L’isolation à base de paille couverte d’un enduit terre/ paille permet d’avoir un mur perspirant. En effet, la terre et la paille sont perméables et laissent passer la vapeur d’eau au sein de la paroi. Par ailleurs, le calcul du point de rosée et les caractéristiques de ces matériaux nous permettent d’éviter de placer un pare-pluie et un pare-vapeur, ce qui permet une économie de matière et de rester sur une mise en oeuvre la plus simple possible. De plus, l’enduit vient protéger l’isolant, augmentant ainsi sa durabilité. Pour résister dans le temps, un mur en terre a besoin de botte (rapport au sol, protection contre les remonté d’eau par capillarité) et de chapeau (rapport au ciel, protection de la façade lors des épisodes de pluie). Pour cela, nous conservons le mur en pierre du rez-de-chaussée déjà existant en le prolongeant sous l’isolant et l’enduit. Ce soubassement évite les remontées capillaires dans l’enduit et l’isolant. En toiture, l’avancée est prolongée de 60cm pour limiter le ruissellement de l’eau en façade. Ainsi, le traitement du bas et du haut du mur permet à cette structure de résister dans le temps.

Impact environnemental

Afin de mesurer l’impact environnemental du projet, nous avons réalisé une étude de l’impact environnemental :
– La matière première est le blé, pour la produire nous avons besoin de graines, d’eau et de carburant pour les tracteurs qui servent à le cultiver.
– Pour le mettre sous forme de botte de paille, nous avons uniquement du carburant (car c’est une machine qui le fait directement). Puis la consommation du carburant pour transporter les
bottes de paille. C’est la seule dépense « pétrolière » à l’heure actuelle, qui pourrait être minimisée.

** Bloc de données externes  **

PR #2229, opened 2026-08-14
feat(evm): endorsers return the delta, the initiator stops building one

atharrva01:
Stacked on #2228 (the diff here will shrink to just the endorsement commit once that merges).

The initiator built its own StateDelta before contacting any endorser, running the request through
the same DeltaFactory as the responder. That is validation work, and validating is exactly what this
flow delegates to endorsers, so every client repeated what N endorsers were already doing, plus a
`getToken` read per input.

It also cost liveness in a way that was hard to diagnose. The delta covers the public parameters hash
and version, and the digest covers the whole struct, so an initiator reading parameters on the other
side of an update from its endorsers computed a different digest and discarded every signature as an
unknown signer. Its ledger read had the same shape: a node lagging behind failed to build a delta at
all and never contacted an endorser, for a request every endorser would have signed.

It bought no security property either way. The contract only checks that a threshold of registered
endorsers signed the digest, so a quorum that wanted to apply something else would never need the
initiator's cooperation.

`EndorseResponse` now carries the delta the endorser built, next to its signature, the way a Fabric
proposal response carries the RWSet. The initiator binds each returned delta to the anchor it asked
about, checks the StateDelta invariants, recovers the signature over that delta's own digest, and
groups by delta so one endorser translating differently is outvoted instead of failing the whole
transaction. A shortfall where more than one delta was seen reports that explicitly, since that is a
determinism bug in the translator, not endorsers being unavailable.

Verified: unit tests and `-race` across the module, the Week 4 gate (drives the real initiator and
responders over in-memory sessions, pinned to the committed Solidity fixture) unchanged, all 55 forge
tests, and the fungible integration suite against real Besu, twice.

### DIFF
--- a/docs/services/network-ethereum.md
+++ b/docs/services/network-ethereum.md
@@ -310,16 +310,16 @@ sequenceDiagram
         E1->>E1: Validate token request
         E1->>E1: Compute state delta
         E1->>E1: Sign state delta
-        E1-->>Driver: Signature 1
+        E1-->>Driver: State delta + signature 1
     and
         Driver->>E2: Request endorsement
         E2->>E2: Validate token request
         E2->>E2: Compute state delta
         E2->>E2: Sign state delta
-        E2-->>Driver: Signature 2
+        E2-->>Driver: State delta + signature 2
     end
     
-    Driver->>Driver: Assemble state update + signatures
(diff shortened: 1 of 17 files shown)


adecaro (approved):
LGTM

– Concernant la mise en oeuvre, nous avons besoin de bois afin de fabriquer l’ossature bois qui viendra soutenir les bottes de paille. Ce bois serait du chêne ou du châtaignier afin d’utiliser
une essence locale.
– Il n’y a plus aucune consommation jusqu’à la fin de vie du bâtiment.
La paille est un matériau qui peut très bien être réutilisée dans d’autres contextes (une autre isolation, de la nourriture pour des animaux, en litière ou en fertilisant pour des terres agricoles)

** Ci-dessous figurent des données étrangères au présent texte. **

PR #2231, opened 2026-08-15
fix(evm): ten bugs from a self-review pass over the network driver

atharrva01:
Went through the evm driver directory end to end looking for correctness bugs and fixed everything that verified against the actual code, six that could produce a wrong result and four smaller ones. One commit per fix, each with its own tests.

High:
- finality/manager.go: a run of transient read errors right before the timeout used to resolve as Invalid even though the chain was never actually reached; now it only reports Invalid if at least one poll succeeded, otherwise it reports the read failure instead.
- config.go: the default finality timeout (5m) was shorter than real PoS time-to-finality (~13m) on the finalized tag, so a transaction could never be seen as final and would time out as Invalid no matter what. Raised the default and added a floor Validate enforces.
- pp/watcher.go + driver.go: a failed public-parameters reload was marked seen anyway, so the version was never retried and a node could keep running stale parameters.
- pp/provider.go: PublicParams read the parameter bytes and their version as two separate calls with no consistency check, so a version bump between them could hand back bytes for the wrong version. Now brackets the read and retries on a mismatch.
- driver.go: SetupPublicParams checked a single network-wide endorsement field instead of resolving it per TMS, so an endorsing TMS on a node running more than one TMS never got public parameter validation wired up.
- nonce.go + submitter.go: the nonce was advanced before the submit attempt, not after it succeeded, so a rejected transaction still burned a nonce and a concurrent submit could double-allocate the gap. Reworked around a single WithNonce call that only advances after the caller reports success.

Medium/low:
- driver.go: registerEndorser used sync.Once, so a second TMS trying to register as an endorser silently discarded its config instead of refusing. Now it refuses loudly and keeps the first registration, since the view registry can only ever route to one responder per process.
- config.go + endorsement/authorize.go: an empty allowlist on an enabled endorser was documented as defaulting to the TMS's own nodes, but nothing built that default, so a node came up looking healthy and never actually registered as an endorser. Validate now rejects it at startup, and the stale comments are corrected.
- network.go: Broadcast never checked that the envelope's own anchor matched the anchor baked into its delta. The chain only trusts the delta's anchor while everything local tracks the envelope's, so a mismatch would apply and commit on chain under one anchor while the local side waited forever on another. Broadcast now refuses a mismatched envelope before spending any gas.
- config.go: the blockTag field comment only mentioned finalized and safe, leaving out that latest is also accepted (used by the local Besu test harness, no reorg protection, already documented on the constant itself). Comment corrected, no behavior change.

Also bumped the module to fabric-smart-client v0.17.0, needed to build this branch (dupes #2228, will collapse on rebase).

Tested with go build, go vet, gofmt, golangci-lint on every changed package, and go test -race across the whole module including the anvil e2e test.

### DIFF
--- a/x/token/services/network/evm/config.go
+++ b/x/token/services/network/evm/config.go
@@ -131,8 +131,10 @@ type EndorsementConfig struct {
 	// Threshold is the number of distinct endorser signatures a transaction needs. It must match the
 	// threshold the EndorsementVerifier was constructed with.
 	Threshold uint `yaml:"threshold"`
-	// Allowlist is the FSC identities permitted to request endorsement. Empty means the policy is
-	// resolved from the TMS network's nodes at wiring time.
+	// Allowlist is the FSC identities permitted to request endorsement. It is fail-closed: when this
+	// node is configured to endorse, an empty allowlist is a validation error rather than a default
+	// that resolves to anyone. There is no automatic "the TMS network's nodes" fallback; every
+	// permitted requester has to be named.
 	Allowlist []string `yaml:"allowlist"`
 	// Endorsers binds each endorser's Ethereum address to its FSC identity.
 	Endorsers []EndorserBinding `yaml:"endorsers"`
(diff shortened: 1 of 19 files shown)


adecaro (approved):
LGTM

et dans ce cas, cela consommerait du carburant pour le transport. Ainsi, on peut remarquer que ce système d’isolation permet de réduire au maximum la transformation des matériaux et très peu de consommation. Le tout fonctionne sous forme d’un circuit-court, tout est local. Enfin la particularité est qu’ici tous les matériaux utilisés peuvent être recyclés pour une autre
activité ou pour une autre construction.

Résumé

Le bâtiment sur lequel nous intervenons est construit avec les matériaux locaux, il est ancré dans une culture agricole par les savoir-faire et les matériaux utilisés. Nous avons souhaité conserver cet ancrage technique et culturel et mettre en avant l’histoire de ce territoire et de ce bâtiment. Cependant construire avec les matériaux issus de l’agriculture demande plusieurs adaptations :
– se mettre au rythme des saisons et des cultures. Ainsi nous avons imaginé un chantier phasé en fonction des récoltes et des activités agricoles.
– Adapter la technique aux matériaux disponibles et non l’inverse pour éviter toute transformation supplémentaire et les déchets issus ces étapes de transformation.

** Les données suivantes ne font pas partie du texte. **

PR #2232, opened 2026-08-15
fix(evm): a second bug-hunt pass, five subsystems plus nwo and statedelta

atharrva01:
Follow-up to #2231. That one came from an unstructured first pass. This one is five separate, targeted adversarial reviews, one per trust-critical area, plus two more once the first five turned up clean enough to ask what was still unreviewed. Same process: verify every finding against the real code before touching anything, one commit per fix.

Builds on evm-bugfix-hunt-findings (#2231), so this stacks on that branch until it merges.

Crypto and wire format (crypto/, eip712/, keys/, statedelta/):
- keys.AnchorFromTxID decodes attacker-influenced hex from a request's own anchor, a transfer input's TxId, and an envelope off the wire, with zero fuzz coverage while its siblings all had it. Added FuzzAnchorFromTxID.

JSON-RPC client and ABI:
- baseFee read a null eth_getBlockByNumber result as a legitimate zero base fee (unmarshaling JSON null into a non-pointer struct is a silent no-op), which fed straight into every transaction's fee pricing. Fixed by making the target a pointer, same pattern GetTransactionReceipt already uses.
- Call didn't classify reverts the way EstimateGas does, an asymmetry in the same client for the same kind of RPC call.
- Hex-prefix parsing disagreed between files in the same package (0x/0X tolerated in one, 0x only in three others). Consolidated into one helper.
- eth_getLogs/eth_getTransactionReceipt decoders had no fuzz coverage despite parsing node-supplied bytes. Added it.

Endorsement trust boundary (endorsement/):
- Core safety properties held up under tracing: no blind signing, full EIP-712 digest binding, signature-recovery dedup, fail-closed authorization ordering, threshold enforcement. No HIGH findings.
- Fixed a stale doc comment claiming the allowlist is per TMS. Traced it through configNetworkResolver.ConfigFor: it isn't, the whole Config (allowlist included) comes from whichever TMS declares the network first.
- Two real findings need bigger design work than a single commit and are intentionally not fixed here: Ledger.GetState reads a floating block tag per call instead of a pinned block number, which can make two honest endorsers build non-identical deltas within one validation pass; and two TMS on one network structurally cannot have different endorser allowlists or thresholds, since Config bundles genuinely network-shared fields with per-TMS policy fields.

Solidity contracts (contracts/src/):
- 55/55 (now 56/56) Foundry tests passing, no HIGH findings.
- isSpent/areTokensSpent on a graph-hiding TokenState clone always answered false, including for tokens that were actually spent, because that mode never populates the marker those functions look up. On-chain enforcement in applyStateDelta was never affected, but any external caller (wallet, explorer, monitor) got a confidently wrong answer. Now reverts instead.
- Left alone: the EIP-712 domain separator has no rebuild-on-chain-id-change fallback (the standard OZ pattern), but the scenario it guards against doesn't apply to a permissioned network the TMS operator controls.

Test suite quality:
- The suite is unusually strong overall (golden vectors cross-checked with external tooling, independently recomputed digests, real concurrency tests). Found three fuzz harnesses that discarded their result and so verified nothing beyond "did not panic," including two added in this same PR's earlier commits. Proved the gap was real by injecting the exact bug the doc comment claimed each property caught and confirming the mutation was undetected before the fix, and caught after.

nwo/ (never independently reviewed before):
- Zero unit tests anywhere in the repo drove a setup/public-parameters-update request through the real endorsement pipeline (Responder.endorse, DeltaFactory.Build, Translator.writeSetup). The integration harness's own way of bumping public parameters mid-test hand-assembles and signs a delta directly instead. Added a real unit test driving one through the actual pipeline; it passed on the first try, which closes the coverage gap rather than a live bug. The deeper part, that the integration harness itself still bypasses the real pipeline, is not fixed here.
- NewSetupUpdater didn't fail fast on a zero TokenState address.
- DeploySpec.Threshold and SetupUpdaterConfig.Threshold silently disagree on what zero means, in the same package.

statedelta/ (previously treated as an already-correct precondition, first real review here):
- Validate() didn't reject a setup delta carrying metadata, even though TokenState.sol's _applySetup does.
- IsGraphHiding() was read once per output instead of once per action, a latent divergence from the Fabric reference translator this package mirrors. Not reachable by either shipped driver today, both hardcode it false, confirmed real with a mutation test using a mock that varies its answer across calls.

Round 3: every directory had already had a dedicated pass by round 2, so this time five subagents split by bug class instead (nonce handling, JSON-RPC/fee/finality robustness, crypto and signing correctness, Solidity contract risk, driver orchestration), plus a fresh look at the endorsement trust boundary since endorsers now build their own delta (#2229) instead of the initiator.

- NonceManager.Reset could reassign a nonce a concurrent, not-yet-broadcast caller was still holding, so one of two submissions could silently lose its transaction. Already closed by this PR's own WithNonce redesign (holds the lock across the whole allocate-and-use step instead of giving nonces back individually), independently rediscovered by round 3, confirmed already fixed. Nothing more to do.
- registerEndorser swallowed every failure past the empty-allowlist and second-network checks (unusable signing key, allowlist resolution, authorizer or responder construction, view-registry registration) as a log line. installEndorsement and Driver.New always reported success regardless, so a node explicitly configured to endorse could come up looking healthy while never answering a request, discoverable only once a quorum it was needed for timed out. Now returns an error that propagates.
- An endorser's reply carries the StateDelta it built. The initiator JSON-decodes and EIP-712-hashes it before it has any reason to trust the signature over it, and StateDelta.Validate had no upper bound on entry counts or field sizes. A single dishonest registered endorser could force real CPU and memory cost per request with an oversized delta. Validate now rejects one before doing any per-element work.
- NewSignerFromBytes and LoadKey both went through secp256k1.PrivKeyFromBytes, which silently reduces an out-of-range key scalar modulo the curve order instead of erroring. A key file at or above the order would load as a different, unrelated key with no error. Both now check the overflow flag.
- Log had no field for eth_getLogs's removed flag, so a log from a block a reorg undid was indistinguishable from a canonical one. TxHashByAnchor could report a transaction hash off one, or trip its own duplicate-commit guard on one. Removed is now decoded and reorged-out logs are dropped before deciding.
- TxHashByAnchor always searched up to "latest" regardless of the operator's configured block tag, unlike every other reader in the module. Now takes and uses the same tag.
- Solidity contracts and Go/Solidity crypto parity got a fresh adversarial pass (EIP-1167 clone risk in TokenStateFactory, EIP-712 domain/type-hash parity, signature malleability, address checksums). Both came back clean, no new findings. 55/55 Foundry tests still passing.

One more finding needs the same fix Ledger.GetState from round 2 still needs (resolve a block tag to a concrete block number, not currently possible with EVMClient): a multi-token query can straddle a finalization boundary the same way, reading a mix of pre- and post-finalization state across a batch. Not fixed here, deferred alongside Ledger.GetState. (A third candidate in this class, ChainProvider.PublicParams reading bytes and version as two unsynchronized calls, was already independently fixed earlier in this same PR by the torn-read retry commit, confirmed before writing this up.)

Also, the per-TMS allowlist/threshold sharing bug from round 2 turns out to be bigger than scoped there: two TMS on one network/channel share the whole Config, including Contracts.TokenState, not just the endorsement policy, because Network is memoized per (network, channel) with the namespace left out of the key. Still not fixed here, needs splitting Config into network-shared and per-TMS parts.

Round 4: rounds 1-3 were static review. This one is adversarial and PoC-driven instead: for each trust boundary already reviewed, actually try to break it with a constructed exploit or a live reproduction, not just re-read the code. Four targets, one subagent each.

- Endorsement quorum coercion: tried a malicious endorser signing a divergent delta, a signature replayed from a different anchor, double-counting one key toward threshold (via malleability and via duplicate registration), and timing manipulation of which of two diverging honest deltas wins. All four failed. Cross-checked against the real EndorsementVerifier.sol through forge too, no Go/Solidity disagreement in either direction. The harness itself was mutation-tested first (broke the dedup check on purpose, confirmed the suite catches it) before trusting any of this.
- Nonce/submitter concurrency: 300 goroutines hammering Submit with 70% randomized failure injection across every network call, under -race, nonce read back from the actual signed transaction bytes rather than internal state. Zero races, zero duplicate or gapped nonces across around 65 runs. The WithNonce fix holds under real stress, not just under reasoning about the lock scope.
- EIP-712 signatures: real reverted transactions against real deployed TokenState clones through forge. Flipped a signature to its malleable form (mathematically impossible to pass here, not just empirically clean on this fixture, since the signer only ever emits low-s), replayed a signature across two different clones and across chain ids, and tried three near-miss encodings looking for a digest collision. All rejected.
- Multi-TMS cross-contamination: built it instead of just reading it. Two TMS on one network, each with its own TokenState address, driven through the real Driver.New/Network.Connect/QueryTokens/Broadcast path with only the transport mocked. Confirms the finding above live: TMS B's reads, its broadcast, and its actual EIP-712 signing domain (read off the running object) all target TMS A's TokenState. Kept as the regression test for whenever the Config split lands.

No new bugs. Every boundary held under an actual attempt to break it.

### DIFF
--- a/.github/workflows/nightly-fuzz.yml
+++ b/.github/workflows/nightly-fuzz.yml
@@ -173,6 +173,14 @@ jobs:
             dir: ./x/token/services/network/evm
             pkg: ./client
             func: FuzzBytesToAddress
+          - name: evm-json-log-to-log
+            dir: ./x/token/services/network/evm
+            pkg: ./client
+            func: FuzzJSONLogToLog
+          - name: evm-json-receipt-to-receipt
+            dir: ./x/token/services/network/evm
+            pkg: ./client
+            func: FuzzJSONReceiptToReceipt
 
     steps:
       - name: Checkout code
--- a/.github/workflows/nightly-fuzz.yml
+++ b/.github/workflows/nightly-fuzz.yml
@@ -141,6 +141,10 @@ jobs:
             dir: ./x/token/services/network/evm
             pkg: .
             func: FuzzComputeAnchor
+          - name: evm-anchor-from-txid
+            dir: ./x/token/services/network/evm
+            pkg: ./keys
+            func: FuzzAnchorFromTxID
           - name: evm-abi-decode-bytes
             dir: ./x/token/services/network/evm
             pkg: ./abi
--- a/.gitignore
+++ b/.gitignore
@@ -15,6 +15,7 @@ cmd/token_validation_service/out/
 coverage.out
 /.codex/
 plan.md
+x/BUG_HUNT_PROMPT.md
 
 # The EVM integration suites generate a node binary tree and a network under out/ and testdata/.
 # Both hold real Go files, so a stray "git add -A" commits them and a linter then reports on them.
--- a/docs/services/network-ethereum.md
+++ b/docs/services/network-ethereum.md
@@ -323,12 +323,12 @@ sequenceDiagram
     
     Note over Driver,State: On-Chain Execution Phase
     Driver->>Node: eth_sendRawTransaction
-    Node->>Contract: Execute applyStateUpdate()
-    Contract->>Contract: Verify endorser signatures
-    Contract->>Contract: Check signature threshold
-    Contract->>Contract: Double Spending Check
+    Node->>Contract: Execute applyStateDelta()
+    Contract->>Contract: Recompute the EIP-712 digest
+    Contract->>Contract: Verify endorser quorum
+    Contract->>Contract: Check public parameters are current
     Contract->>State: Apply state delta
-    Contract->>Contract: Emit StateUpdateEvent
+    Contract->>Contract: Emit StateCommitted
     
     Node->>Node: Include in block
     Node->>Node: Mine block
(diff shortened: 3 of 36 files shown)


adecaro (approved):
LGTM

– Une connaissance du milieu dans lequel on construit, c’est-à-dire de l’environnement tant physique que social, tant technique que culturel, tant écologique qu’économique.
Ce choix en plus d’aborder la question de la construction écologique nous amène à aborder la question économique. L’utilisation de la paille permet d’avoir un cout très faible et une facilité de mise en oeuvre permettant l’auto-construction. Le rapport qualité-prix est également l’un des points forts de cette paroi. Nous avons souhaité montrer que la rénovation écologique peut être accessible à des petits budgets.